Go through the data and copy every line in which "expired" appears.

======== Data to process

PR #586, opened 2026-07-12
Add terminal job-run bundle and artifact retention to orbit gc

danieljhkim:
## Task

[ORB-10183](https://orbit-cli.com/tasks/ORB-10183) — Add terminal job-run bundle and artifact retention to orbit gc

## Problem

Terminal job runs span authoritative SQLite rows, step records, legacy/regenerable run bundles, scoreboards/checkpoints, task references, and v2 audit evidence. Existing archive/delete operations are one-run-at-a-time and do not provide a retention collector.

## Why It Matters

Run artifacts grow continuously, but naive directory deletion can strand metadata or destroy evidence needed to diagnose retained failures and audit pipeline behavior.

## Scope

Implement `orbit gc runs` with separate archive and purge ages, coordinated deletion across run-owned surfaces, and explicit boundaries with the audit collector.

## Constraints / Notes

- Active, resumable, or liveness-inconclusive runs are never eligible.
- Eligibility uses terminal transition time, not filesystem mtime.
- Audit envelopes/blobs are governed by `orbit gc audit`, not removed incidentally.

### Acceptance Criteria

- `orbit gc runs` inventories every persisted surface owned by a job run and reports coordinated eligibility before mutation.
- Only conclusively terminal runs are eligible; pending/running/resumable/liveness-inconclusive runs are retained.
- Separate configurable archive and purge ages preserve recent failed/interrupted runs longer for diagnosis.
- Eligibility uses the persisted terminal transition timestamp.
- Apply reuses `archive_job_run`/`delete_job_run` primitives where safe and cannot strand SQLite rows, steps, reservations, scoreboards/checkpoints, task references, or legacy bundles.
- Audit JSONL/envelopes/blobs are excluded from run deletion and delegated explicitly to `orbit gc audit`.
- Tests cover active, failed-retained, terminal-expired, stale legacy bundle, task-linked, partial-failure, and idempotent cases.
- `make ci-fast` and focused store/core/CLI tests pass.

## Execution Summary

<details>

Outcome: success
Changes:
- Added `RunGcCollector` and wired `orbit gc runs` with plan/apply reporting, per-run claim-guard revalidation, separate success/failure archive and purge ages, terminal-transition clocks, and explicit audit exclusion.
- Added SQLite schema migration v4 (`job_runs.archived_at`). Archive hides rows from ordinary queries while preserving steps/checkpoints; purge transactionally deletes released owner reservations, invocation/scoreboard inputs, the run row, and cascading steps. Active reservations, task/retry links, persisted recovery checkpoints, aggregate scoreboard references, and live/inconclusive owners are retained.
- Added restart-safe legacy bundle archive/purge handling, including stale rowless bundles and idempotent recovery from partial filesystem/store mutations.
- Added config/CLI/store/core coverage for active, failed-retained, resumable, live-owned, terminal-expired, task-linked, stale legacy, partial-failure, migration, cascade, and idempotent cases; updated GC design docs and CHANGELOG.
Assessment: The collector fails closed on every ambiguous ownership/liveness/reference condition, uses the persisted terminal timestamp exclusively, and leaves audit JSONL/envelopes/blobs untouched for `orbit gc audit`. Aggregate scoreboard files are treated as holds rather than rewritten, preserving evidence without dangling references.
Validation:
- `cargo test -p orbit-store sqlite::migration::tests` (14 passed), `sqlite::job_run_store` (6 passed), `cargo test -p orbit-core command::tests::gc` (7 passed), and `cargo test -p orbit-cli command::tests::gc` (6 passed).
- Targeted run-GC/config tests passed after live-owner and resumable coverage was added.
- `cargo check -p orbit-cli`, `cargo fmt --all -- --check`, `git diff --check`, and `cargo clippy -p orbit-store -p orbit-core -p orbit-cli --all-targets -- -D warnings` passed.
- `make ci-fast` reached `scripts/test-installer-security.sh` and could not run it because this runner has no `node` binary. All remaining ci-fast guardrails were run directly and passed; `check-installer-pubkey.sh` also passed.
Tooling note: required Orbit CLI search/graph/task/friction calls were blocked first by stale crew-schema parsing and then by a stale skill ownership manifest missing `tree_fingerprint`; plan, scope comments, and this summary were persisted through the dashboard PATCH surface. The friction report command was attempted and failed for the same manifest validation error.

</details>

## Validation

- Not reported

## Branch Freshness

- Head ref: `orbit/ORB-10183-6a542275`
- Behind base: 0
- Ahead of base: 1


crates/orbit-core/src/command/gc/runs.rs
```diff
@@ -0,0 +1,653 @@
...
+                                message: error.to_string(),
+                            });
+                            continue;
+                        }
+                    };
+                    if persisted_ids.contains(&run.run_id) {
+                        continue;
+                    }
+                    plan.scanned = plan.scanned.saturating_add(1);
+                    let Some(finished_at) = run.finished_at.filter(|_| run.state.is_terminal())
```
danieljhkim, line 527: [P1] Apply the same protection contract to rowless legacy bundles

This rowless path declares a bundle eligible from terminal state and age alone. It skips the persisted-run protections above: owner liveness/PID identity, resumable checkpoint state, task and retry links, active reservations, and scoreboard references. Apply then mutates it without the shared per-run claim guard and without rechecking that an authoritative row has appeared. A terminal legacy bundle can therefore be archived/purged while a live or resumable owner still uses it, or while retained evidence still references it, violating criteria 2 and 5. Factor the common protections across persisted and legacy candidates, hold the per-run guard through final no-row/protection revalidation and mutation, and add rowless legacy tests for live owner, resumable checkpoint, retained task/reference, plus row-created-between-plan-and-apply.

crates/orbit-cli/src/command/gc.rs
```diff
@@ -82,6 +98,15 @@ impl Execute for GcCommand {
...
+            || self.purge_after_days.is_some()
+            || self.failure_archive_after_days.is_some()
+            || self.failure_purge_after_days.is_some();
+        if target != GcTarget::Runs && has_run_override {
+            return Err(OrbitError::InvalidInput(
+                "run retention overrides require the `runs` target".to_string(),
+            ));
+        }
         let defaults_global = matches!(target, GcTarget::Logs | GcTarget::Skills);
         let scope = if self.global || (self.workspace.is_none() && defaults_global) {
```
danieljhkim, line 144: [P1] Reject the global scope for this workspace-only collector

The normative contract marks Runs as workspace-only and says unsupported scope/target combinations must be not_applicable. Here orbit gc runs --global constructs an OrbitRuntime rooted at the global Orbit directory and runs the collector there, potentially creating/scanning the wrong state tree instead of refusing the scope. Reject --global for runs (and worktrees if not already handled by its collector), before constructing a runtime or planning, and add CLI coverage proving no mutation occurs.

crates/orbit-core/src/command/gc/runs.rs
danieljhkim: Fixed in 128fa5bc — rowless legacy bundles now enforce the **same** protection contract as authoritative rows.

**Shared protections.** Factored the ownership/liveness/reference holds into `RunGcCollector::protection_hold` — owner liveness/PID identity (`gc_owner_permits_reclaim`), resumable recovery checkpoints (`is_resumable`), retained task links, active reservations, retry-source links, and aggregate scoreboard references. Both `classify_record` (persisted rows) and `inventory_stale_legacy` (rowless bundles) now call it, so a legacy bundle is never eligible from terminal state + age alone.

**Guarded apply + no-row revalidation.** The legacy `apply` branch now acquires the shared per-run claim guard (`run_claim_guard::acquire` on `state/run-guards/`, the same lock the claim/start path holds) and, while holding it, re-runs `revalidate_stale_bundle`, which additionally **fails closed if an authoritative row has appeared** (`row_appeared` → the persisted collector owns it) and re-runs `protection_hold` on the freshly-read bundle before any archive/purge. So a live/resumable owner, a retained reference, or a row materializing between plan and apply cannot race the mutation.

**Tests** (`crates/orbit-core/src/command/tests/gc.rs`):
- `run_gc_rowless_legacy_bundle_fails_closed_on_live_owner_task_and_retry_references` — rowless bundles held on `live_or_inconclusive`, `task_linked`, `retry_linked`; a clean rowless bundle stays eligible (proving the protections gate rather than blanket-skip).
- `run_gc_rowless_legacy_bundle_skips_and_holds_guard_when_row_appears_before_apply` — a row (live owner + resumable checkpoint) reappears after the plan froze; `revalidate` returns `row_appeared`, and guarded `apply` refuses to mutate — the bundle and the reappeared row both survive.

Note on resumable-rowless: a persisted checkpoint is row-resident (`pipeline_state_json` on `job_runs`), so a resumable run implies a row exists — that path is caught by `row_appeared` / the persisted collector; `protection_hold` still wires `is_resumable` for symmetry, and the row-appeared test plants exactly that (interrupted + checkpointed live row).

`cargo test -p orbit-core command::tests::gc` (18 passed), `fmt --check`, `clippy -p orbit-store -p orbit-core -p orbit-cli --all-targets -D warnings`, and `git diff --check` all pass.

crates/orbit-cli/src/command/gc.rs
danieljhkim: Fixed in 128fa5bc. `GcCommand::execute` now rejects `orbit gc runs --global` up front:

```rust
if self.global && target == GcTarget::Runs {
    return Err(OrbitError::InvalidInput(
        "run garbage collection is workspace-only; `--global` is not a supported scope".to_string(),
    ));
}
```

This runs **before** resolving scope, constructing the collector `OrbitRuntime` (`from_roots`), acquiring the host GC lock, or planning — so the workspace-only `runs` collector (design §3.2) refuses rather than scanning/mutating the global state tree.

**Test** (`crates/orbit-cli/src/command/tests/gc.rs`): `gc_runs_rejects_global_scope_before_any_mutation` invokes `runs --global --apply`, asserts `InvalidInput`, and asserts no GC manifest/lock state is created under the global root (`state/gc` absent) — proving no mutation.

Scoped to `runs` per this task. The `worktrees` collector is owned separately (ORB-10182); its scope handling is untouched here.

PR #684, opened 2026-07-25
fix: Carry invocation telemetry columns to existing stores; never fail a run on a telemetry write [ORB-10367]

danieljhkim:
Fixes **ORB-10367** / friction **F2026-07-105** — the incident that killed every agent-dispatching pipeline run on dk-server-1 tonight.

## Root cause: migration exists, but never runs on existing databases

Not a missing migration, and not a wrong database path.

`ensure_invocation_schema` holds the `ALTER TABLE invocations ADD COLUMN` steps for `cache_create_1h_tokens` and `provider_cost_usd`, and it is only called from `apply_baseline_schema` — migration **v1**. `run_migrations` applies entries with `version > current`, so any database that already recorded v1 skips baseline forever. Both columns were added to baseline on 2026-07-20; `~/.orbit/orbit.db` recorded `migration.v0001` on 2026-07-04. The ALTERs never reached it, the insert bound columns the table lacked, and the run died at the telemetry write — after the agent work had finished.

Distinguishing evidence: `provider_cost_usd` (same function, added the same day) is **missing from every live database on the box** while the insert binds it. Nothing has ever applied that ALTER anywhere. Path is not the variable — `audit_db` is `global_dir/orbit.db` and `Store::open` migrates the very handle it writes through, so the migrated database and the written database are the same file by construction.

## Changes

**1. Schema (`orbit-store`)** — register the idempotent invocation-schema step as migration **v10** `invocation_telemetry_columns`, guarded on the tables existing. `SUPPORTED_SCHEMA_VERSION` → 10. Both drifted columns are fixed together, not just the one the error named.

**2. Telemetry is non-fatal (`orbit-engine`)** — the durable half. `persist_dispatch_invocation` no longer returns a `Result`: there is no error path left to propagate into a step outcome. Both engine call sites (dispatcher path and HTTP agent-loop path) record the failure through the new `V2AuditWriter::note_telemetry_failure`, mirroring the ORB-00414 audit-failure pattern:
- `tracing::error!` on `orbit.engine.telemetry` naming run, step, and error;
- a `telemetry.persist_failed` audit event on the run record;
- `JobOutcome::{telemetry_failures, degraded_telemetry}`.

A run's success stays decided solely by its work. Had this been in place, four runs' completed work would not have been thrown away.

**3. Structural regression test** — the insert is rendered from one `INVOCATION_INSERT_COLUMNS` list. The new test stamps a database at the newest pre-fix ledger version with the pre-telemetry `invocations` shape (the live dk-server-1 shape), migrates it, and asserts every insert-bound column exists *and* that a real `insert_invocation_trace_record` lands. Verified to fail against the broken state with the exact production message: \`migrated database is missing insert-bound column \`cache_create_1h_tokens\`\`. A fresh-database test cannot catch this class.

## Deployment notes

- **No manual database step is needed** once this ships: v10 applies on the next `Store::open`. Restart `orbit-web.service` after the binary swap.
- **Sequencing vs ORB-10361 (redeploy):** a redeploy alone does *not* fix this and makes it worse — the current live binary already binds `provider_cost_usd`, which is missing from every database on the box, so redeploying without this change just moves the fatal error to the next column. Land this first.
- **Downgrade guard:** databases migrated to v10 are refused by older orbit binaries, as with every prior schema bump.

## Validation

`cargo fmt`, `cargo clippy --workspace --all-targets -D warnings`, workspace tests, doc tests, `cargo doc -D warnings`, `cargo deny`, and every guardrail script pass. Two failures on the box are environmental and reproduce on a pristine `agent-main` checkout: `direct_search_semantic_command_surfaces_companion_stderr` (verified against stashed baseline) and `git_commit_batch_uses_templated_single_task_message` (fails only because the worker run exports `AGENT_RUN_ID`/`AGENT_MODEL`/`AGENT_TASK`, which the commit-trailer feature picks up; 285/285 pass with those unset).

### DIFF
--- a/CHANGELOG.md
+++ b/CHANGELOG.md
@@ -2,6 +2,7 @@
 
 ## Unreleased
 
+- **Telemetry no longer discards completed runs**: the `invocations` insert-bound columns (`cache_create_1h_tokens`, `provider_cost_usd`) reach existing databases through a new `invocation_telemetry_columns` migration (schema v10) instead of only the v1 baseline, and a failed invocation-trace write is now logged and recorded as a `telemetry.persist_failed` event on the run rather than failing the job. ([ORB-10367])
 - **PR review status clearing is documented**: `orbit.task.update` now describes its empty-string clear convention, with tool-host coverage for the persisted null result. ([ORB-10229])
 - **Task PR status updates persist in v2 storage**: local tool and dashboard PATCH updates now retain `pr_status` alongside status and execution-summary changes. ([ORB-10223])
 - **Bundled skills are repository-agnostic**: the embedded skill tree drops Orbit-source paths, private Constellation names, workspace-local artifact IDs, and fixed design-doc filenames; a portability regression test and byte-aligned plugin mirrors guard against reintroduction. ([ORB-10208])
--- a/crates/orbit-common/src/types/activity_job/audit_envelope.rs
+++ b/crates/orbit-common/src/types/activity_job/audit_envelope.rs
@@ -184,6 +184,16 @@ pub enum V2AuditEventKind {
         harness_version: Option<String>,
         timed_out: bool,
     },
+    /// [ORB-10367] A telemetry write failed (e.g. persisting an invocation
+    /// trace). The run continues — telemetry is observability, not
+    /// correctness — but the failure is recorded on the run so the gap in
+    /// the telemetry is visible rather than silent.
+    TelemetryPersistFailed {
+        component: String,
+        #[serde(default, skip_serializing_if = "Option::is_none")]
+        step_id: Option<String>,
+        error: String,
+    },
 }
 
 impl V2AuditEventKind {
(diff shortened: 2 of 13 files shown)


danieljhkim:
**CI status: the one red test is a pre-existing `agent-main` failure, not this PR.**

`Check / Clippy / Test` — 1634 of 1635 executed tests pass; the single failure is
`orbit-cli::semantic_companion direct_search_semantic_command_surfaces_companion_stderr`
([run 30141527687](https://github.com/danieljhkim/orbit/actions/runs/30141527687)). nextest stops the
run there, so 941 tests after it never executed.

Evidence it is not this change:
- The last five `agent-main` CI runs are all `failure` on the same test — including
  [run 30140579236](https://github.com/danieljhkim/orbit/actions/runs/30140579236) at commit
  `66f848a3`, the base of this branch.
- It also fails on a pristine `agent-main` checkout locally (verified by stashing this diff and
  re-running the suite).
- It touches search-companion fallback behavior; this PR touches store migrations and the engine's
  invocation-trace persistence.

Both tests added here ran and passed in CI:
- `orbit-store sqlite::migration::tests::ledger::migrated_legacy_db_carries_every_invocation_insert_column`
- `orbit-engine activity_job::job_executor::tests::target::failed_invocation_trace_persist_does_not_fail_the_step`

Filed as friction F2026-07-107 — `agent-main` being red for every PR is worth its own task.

================

> Task output:
- Tests cover active, failed-retained, terminal-expired, stale legacy bundle, task-linked, partial-failure, and idempotent cases.
- Added config/CLI/store/core coverage for active, failed-retained, resumable, live-owned, terminal-expired, task-linked, stale legacy, partial-failure, migration, cascade, and idempotent cases; updated GC design docs and CHANGELOG.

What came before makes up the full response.